Great post Andy. Although I think that Gorillaz aren't popular enough to constitute the defining band of our generation, I do think that their qualities as a virtual band melding different genres etc. do hit on many of the defining qualities of twenty-first century pop culture. Alan suggested Outkast as another possible candidate, but we mainly agreed that there just isn't a band like Nirvana or The Beatles nowadays that is so universally popular and captures the mindset of the nation's youth.

Maybe this is due to the splintering of popular culture into so many little niches. In the age of mp3s, netflix, amazon et al, there's so much access to media beyond what's mainstream that it's hard for one dominant culture, musically or otherwise, to emerge.

An interesting statistical idea behind this shift in cultureal representation is that of the "Long Tail." Here's the article from Wired Magazine that first used the term in that sense. It's pretty interesting stuff. Maybe we're truly witnessing the age where nothing exists culturally but splintered pastiche, echoes of former movements. It seems that's part of what you were saying a group like Gorillaz embodies, Andy, which is why I think they are a particularly interesting example within today's popular music.

Wednesday, April 26, 2006

Laughing Gas, These Hazmats

Bill Simmons just wrote a great article prophesying upcoming moments in the NBA playoffs through the lens of Pearl Jam lyrics. Spurred by this, Bryan and I started talking about how much we regret not being able to see a truly generation-defining band while in college. Simmons was talking about Pearl Jam, but I think that Nirvana is an even better example. College students were nuts for Nirvana to a degree that I don’t think our generation can really comprehend, because Nirvana occupied a sort of societal pinnacle. Bryan and I actually spent some time trying to figure out what band fills that role today, and our initial verdict was that there simply isn’t one. I love Queens of the Stone Age, but they just don’t pack the same punch as Nirvana; whether you liked or hated Kurt Cobain, you had to have some kind of opinion on the topic. It wasn’t just MTV viewers: eighties-rockers hated the band for their supposed role in the death of hair metal, while the alt/underground crew fell in immediate love with them for their roots in the hardcore and alternative scene. Again, whether or not you liked Nirvana, you had to recognize that they were saying something. Today, what are popular music acts saying?

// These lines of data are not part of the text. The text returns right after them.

PR #5489, opened 2021-11-26
re: Rename `SyncData` to `RoutingTableSync` and add in code documentation

pmnoxx:
Rename `SyncData` to `RoutingTableUpdate` and add in code documentation.

Currently, we use `SyncData` struct to represent the message inside `PeerMessage::RoutingTableSync`.
To make things less confusing, let's use the same name. And also let's add documentation to `SyncData` .


chain/network/src/types.rs
```diff
@@ -263,25 +263,48 @@ impl From<HandshakeV2> for Handshake {
...
     }
 
+    /// Is empty.
     pub(crate) fn is_empty(&self) -> bool {
         self.edges.is_empty() && self.accounts.is_empty()
     }
+
+    pub(crate) fn unpack(self) -> (Vec<Edge>, Vec<AnnounceAccount>) {
+        (self.edges, self.accounts)
+    }
```
matklad, line 307: Not sure if encapsulating fields makes sense *in this case*. The struct is `derive(BorshSerialize)` so the fact that it is a pair of two vecs is exposed anyway.

chain/network/src/types.rs
```diff
@@ -263,25 +263,48 @@ impl From<HandshakeV2> for Handshake {
...
+        Self { edges, accounts }
+    }
+
+    pub(crate) fn from_edges(edges: Vec<Edge>) -> Self {
+        Self { edges, accounts: Default::default() }
+    }
+
+    pub(crate) fn from_accounts(accounts: Vec<AnnounceAccount>) -> Self {
+        Self { edges: Default::default(), accounts }
     }
```
matklad, line 288: When defining factory functions, I prefer to delegate to make it clear which constructor is primary: 

```suggestion
    pub(crate) fn from_edges(edges: Vec<Edge>) -> Self {
        Self::new(edges, Vec::new())
    }

    pub(crate) fn from_accounts(accounts: Vec<AnnounceAccount>) -> Self {
        Self::new(Vec::new(), accounts)
    }
```

useful to eg, be able to add creation debug prints in one place, and too more clearly see casese where helper factorise do genuienly different things.

chain/network/src/types.rs
pmnoxx: I make those fields `pub(crate)`

chain/network/src/types.rs
pmnoxx: Thanks, that's a good idea. I also removed `from_edge`, and `from_account` constructors to make code cleaner.

mzhangmzz (approved):

chain/network/src/types.rs
```diff
@@ -813,9 +817,9 @@ pub enum NetworkRequests {
     /// (Unit tests) Fetch current routing table.
     FetchRoutingTable,
     /// Data to sync routing table from active peer.
-    Sync {
+    SyncRoutingTable {
```
mm-near, line 820: so we have enum value and struct with the same name? that might be a little bit confusing

mm-near (approved):

chain/network/src/types.rs
pmnoxx: No, the name is different
```
pub enum PeerMessage {
    RoutingTableSync(SyncRoutingTable),
}
```

pmnoxx: @mm-near I renamed to the struct to be called `RoutingTableUpdate`.

PR #5490, opened 2021-11-27
re: Add documentation to `near-network::ValidateEdgeList`

pmnoxx:
`ValidateEdgeList` doesn't have documentation. It will be easier to explain what it does once we add it.

That's useful for https://github.com/near/nearcore/issues/5156

### DIFF
--- a/chain/network/src/types.rs
+++ b/chain/network/src/types.rs
@@ -838,10 +838,12 @@ pub enum NetworkRequests {
     },
 }
 
+/// List of `Edges`, which we received from `source_peer_id` gor purpose of validation.
+/// Those are list of edges received through `NetworkRequests::Sync` or `NetworkRequests::IbfMessage`.
 pub struct ValidateEdgeList {
     /// List of Edges, which will be sent to `EdgeValidatorActor`.
     pub(crate) edges: Vec<Edge>,
-    /// A set of edges, which have been verified. This is used to avoid doing duplicated work by
+    /// A set of edges, which have been verified. This is a cache with all verified edges.
     /// `EdgeValidatorActor`, and is a source of memory leak.
     /// TODO(#5254): Simplify this process.
     pub(crate) edges_info_shared: Arc<Mutex<HashMap<(PeerId, PeerId), u64>>>,
@@ -853,7 +855,8 @@ pub struct ValidateEdgeList {
     #[cfg(feature = "test_features")]
     /// Feature to disable edge validation for purpose of testing.
     pub(crate) adv_disable_edge_signature_verification: bool,
-    /// Peer that may be banned if any of the edges are found to be invalid.
+    /// The list of edges is provided by `source_peer_id`, that peer will be banned
+    ///if any of these edges are invalid.
     pub(crate) source_peer_id: PeerId,
 }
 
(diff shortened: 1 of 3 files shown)


chain/network/src/types.rs
```diff
@@ -838,12 +838,22 @@ pub enum NetworkRequests {
 }
 
 pub struct ValidateEdgeList {
+    /// List of Edges, which will be sent to `EdgeVerifierActor`.
```
mm-near, line 841: I think we're calling it 'validate' now, right? (update here and in other places in the comments below)

chain/network/src/types.rs
```diff
@@ -838,12 +838,22 @@ pub enum NetworkRequests {
...
     pub(crate) edges: Vec<Edge>,
+    /// A set of edges, which have been verified. This is used to avoid doing duplicated work by
+    /// `EdgeVerifierActor`, and is a source of memory leak.
+    /// TODO(#5254): Simplify this process.
     pub(crate) edges_info_shared: Arc<Mutex<HashMap<(PeerId, PeerId), u64>>>,
+    /// A concurrent queue. After edge become validated. They will be sent from `EdgeVerifierActor` back to
```
mm-near, line 847: grammar: 'after edge become*s* validated, *it* will be ...'

chain/network/src/types.rs
```diff
@@ -838,12 +838,22 @@ pub enum NetworkRequests {
 }
 
 pub struct ValidateEdgeList {
```
mm-near, line 840: I'd also mention that this list is 'per peer update', right? (basically these are the edges that we've received from a given peer during a single update).

And consider moving source_peer_id to the top - to highlight this fact (as AFAIK this is not serialized anywhere)

chain/network/src/types.rs
```diff
@@ -838,12 +838,22 @@ pub enum NetworkRequests {
...
+    /// A concurrent queue. After edge become validated. They will be sent from `EdgeVerifierActor` back to
+    /// `PeerManagetActor`, and then send to `RoutingTableActor`. And then `RoutingTableActor`
+    /// will add them.
+    /// TODO(#5254): Simplify this process.
     pub(crate) sender: QueueSender<Edge>,
     #[cfg(feature = "test_features")]
+    /// Feature to disable edge validation for purpose of testing.
     pub(crate) adv_disable_edge_signature_verification: bool,
-    pub(crate) peer_id: PeerId,
+    /// Peer that may be banned if any of the edges are found to be invalid.
```
mm-near, line 855: I'd mention that this is the peer that provides us with this list of edges (and maybe be banned if they are not correct)

chain/network/src/types.rs
```diff
@@ -838,12 +838,22 @@ pub enum NetworkRequests {
 }
 
 pub struct ValidateEdgeList {
+    /// List of Edges, which will be sent to `EdgeVerifierActor`.
     pub(crate) edges: Vec<Edge>,
+    /// A set of edges, which have been verified. This is used to avoid doing duplicated work by
```
mm-near, line 843: I'd also mention that this is 'global cache'

mm-near (approved):

chain/network/src/types.rs
pmnoxx: Yes,  fixed this after rabase.

chain/network/src/types.rs
pmnoxx: Ok, I moved `source_peer_id` to the top.
I also mentioned that those are edges received through  `NetworkRequests::Sync` or `NetworkRequests::IbfMessage`.

PR #5495, opened 2021-11-27
feat: Change nayduck to use `python3` instead of `python`

pmnoxx:
On some operating systems, the default  `python` commands points to `python2`.
For example, on `Ubuntu 20.04`.

Let's switch `nayduck` to use `python3` by default.

Instead of running:
```
python3 ./scripts/nayduck.py
```
This will work as well:
```
./scripts/nayduck.py
```


mina86 (approved):

pmnoxx:
http://nayduck.near.org/#/run/2261

mina86:
NayDuck run isn’t really necessary for this commit since the change does not affect tests.

chefsale (approved):

PR #5946, opened 2021-12-22
re: Simplify `AnnounceAccount`

pmnoxx:
`AnnounceAccount` code can be inlined, and it will be much easier to read what's going on.

### DIFF
--- a/chain/client/src/client_actor.rs
+++ b/chain/client/src/client_actor.rs
@@ -27,7 +27,6 @@ use near_chain::{
 use near_chain_configs::ClientConfig;
 #[cfg(feature = "test_features")]
 use near_chain_configs::GenesisConfig;
-use near_crypto::Signature;
 use near_network::types::{
     NetworkClientMessages, NetworkClientResponses, NetworkInfo, NetworkRequests,
     PeerManagerAdapter, PeerManagerMessageRequest,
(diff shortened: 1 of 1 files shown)


pmnoxx:
```
@bowenwang1996 @mm-near: /chain/ /core/
```

chain/client/src/client_actor.rs
```diff
@@ -766,14 +754,17 @@ impl ClientActor {
...
             self.last_validator_announce_time = Some(now);
-            let signature = self.sign_announce_account(&next_epoch_id).unwrap();
 
             self.network_adapter.do_send(PeerManagerMessageRequest::NetworkRequests(
                 NetworkRequests::AnnounceAccount(AnnounceAccount {
+                    signature: validator_signer.sign_account_announce(
+                        validator_signer.validator_id(),
+                        &self.node_id,
+                        &next_epoch_id,
+                    ),
```
matklad, line 764: I'd write this as

```
let signature = validator_signer.sign_account_announce(
                        validator_signer.validator_id(),
                        &self.node_id,
                        &next_epoch_id,
                    );
```

matklad (approved):
Also :+1: for the general pattern of "handle only relevant errors". That's a relatively common problem with Rust-style strongly-typed error handling -- types force you to handle some error condition, while in reality this condition isn't really possible.

mm-near (approved):

PR #5948, opened 2021-12-22
Fix clippy warnings in runtime

pmnoxx:
We can fix following clippy warnings in `near-runtime`

- clippy::redundant_closure 
- clippy::unnecessary_lazy_evaluations 
- clippy::useless_conversion 
- clippy::map_clone 
- clippy::len_zero 
- clippy::redundant_field_names

### DIFF
--- a/integration-tests/src/tests/network/runner.rs
+++ b/integration-tests/src/tests/network/runner.rs
@@ -670,8 +670,7 @@ impl Runner {
             .collect();
         let ports: Vec<_> = (0..self.num_nodes).map(|_| open_port()).collect();
 
-        let validators: Vec<_> =
-            accounts_id.iter().map(|x| x.clone()).take(self.num_validators).collect();
+        let validators: Vec<_> = accounts_id.iter().cloned().take(self.num_validators).collect();
 
         let mut peers_info =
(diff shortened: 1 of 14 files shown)


pmnoxx:
```
@matklad: /core/ /runtime/near-vm-runner/ /runtime/runtime-params-estimator/ /test-utils/runtime-tester
```
@matklad Can you take a look?

integration-tests/src/tests/network/runner.rs
```diff
@@ -670,8 +670,7 @@ impl Runner {
             .collect();
         let ports: Vec<_> = (0..self.num_nodes).map(|_| open_port()).collect();
 
-        let validators: Vec<_> =
-            accounts_id.iter().map(|x| x.clone()).take(self.num_validators).collect();
+        let validators: Vec<_> = accounts_id.iter().cloned().take(self.num_validators).collect();
```
matklad, line 673: Microoptimizatin: 

```suggestion
        let validators: Vec<_> = accounts_id.iter().take(self.num_validators).cloned().collect();
```

matklad (approved):

nagisa:
If we intend to keep clippy warnings low/nonexistent, there should definitely be a CI job that runs clippy with these lints denied.

PR #5954, opened 2021-12-22
re: `PeerActor` Simplify logic for receiving messages

pmnoxx:
It turns out that one of the arguments to `match` isn't even used. We can write a logic in a simpler way.


pmnoxx:
```
```

pmnoxx:
```
```

mm-near (approved):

This isn’t me going on about the end of good rock; instead, my point is that Bryan and I were wrong. There is a band that defines our generation: Gorillaz. In a certain way, they epitomize our culture at the moment. Gorillaz is the cartoon-band side project of Damon Albarn, the frontman behind Blur, a nineties Britpop act. So why Gorillaz? Let’s go over the parameters. They get airtime on both mainstream rock and alt-mainstream radio stations (read: the ROCK of Boston, and BRU). Their music is best categorized as a mix-up of rock, electronica, and rap. They’re utterly faceless, in that their “live” shows are prerecorded and feature artificial, animated band members. Their music is good, too! In essence, Gorillaz is a very good, popular band making music that really follows the modern ethos of pastiche. And (this is where it gets good), the band is a mask, an artificial construct lying overtop of real people.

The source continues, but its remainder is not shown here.